• _Activity_: Throughout the records below, find each line holding "that" and copy it.

Stored data:
==*==

PR #6823, opened 2022-04-11
Add recipe for MuPDF 1.19.1

ivanholmes:
Recipe for MuPDF 1.19.1 (latest version) providing libmupdf.so in addition to mutool and muraster linked to this dynamic library.
The older recipes alter the Makefile to cause it to be built as a shared object but recently this has become officially supported so the only patch I needed was to add Haiku detection to the Makerules file. I also switched to downloading the source as a tar.xz because it is about 20 megabytes smaller.

One potential issue I can see is that the API of libmupdf is not stable across versions, so really the .so file should have a version suffix but I am not sure how to implement this, perhaps someone more experienced could weigh in.

I have successfully built PyMuPDF based on this library and will contribute a recipe for that soon.


ivanholmes:
Apologies for messing up the commit here, I updated mine to remove trailing whitespace and tried to squash it back down into one. Hopefully someone more experienced can sort this out without too much headache!

ivanholmes:
I've cleared up the mess now. Hopefully this is okay to merge, let me know...

ivanholmes:
It should be noted that this breaks pdftranslator because it expects libmupdf 1.8 or thereabouts which is pretty old by now.

app-text/mupdf/mupdf-1.19.1.recipe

==*==

• _Your solution_:
One potential issue I can see is that the API of libmupdf is not stable across versions, so really the .so file should have a version suffix but I am not sure how to implement this, perhaps someone more experienced could weigh in.
I have successfully built PyMuPDF based on this library and will contribute a recipe for that soon.
It should be noted that this breaks pdftranslator because it expects libmupdf 1.8 or thereabouts which is pretty old by now.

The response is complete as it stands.